▸ What you need to do
Set down all of the entries exactly, leaving nothing out.

⁂

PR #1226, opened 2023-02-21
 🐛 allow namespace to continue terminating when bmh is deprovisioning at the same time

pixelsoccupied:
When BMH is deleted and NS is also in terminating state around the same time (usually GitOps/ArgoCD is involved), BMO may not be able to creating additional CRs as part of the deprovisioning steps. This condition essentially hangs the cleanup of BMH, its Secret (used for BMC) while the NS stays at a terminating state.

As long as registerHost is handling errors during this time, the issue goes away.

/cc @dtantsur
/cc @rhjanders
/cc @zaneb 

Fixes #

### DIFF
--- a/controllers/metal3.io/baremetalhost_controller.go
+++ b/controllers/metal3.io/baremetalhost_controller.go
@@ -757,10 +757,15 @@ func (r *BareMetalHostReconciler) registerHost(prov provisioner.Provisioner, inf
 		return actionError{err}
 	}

⁂

▸ Task response
PR #1226, opened 2023-02-21
 🐛 allow namespace to continue terminating when bmh is deprovisioning at the same time

pixelsoccupied:
When BMH is deleted and NS is also in terminating state around the same time (usually GitOps/ArgoCD is involved), BMO may not be able to creating additional CRs as part of the deprovisioning steps. This condition essentially hangs the cleanup of BMH, its Secret (used for BMC) while the NS stays at a terminating state.

As long as registerHost is handling errors during this time, the issue goes away.

/cc @dtantsur
/cc @rhjanders
/cc @zaneb 

Fixes #

### DIFF
--- a/controllers/metal3.io/baremetalhost_controller.go
+++ b/controllers/metal3.io/baremetalhost_controller.go
@@ -757,10 +757,15 @@ func (r *BareMetalHostReconciler) registerHost(prov provisioner.Provisioner, inf
 		return actionError{err}
 	}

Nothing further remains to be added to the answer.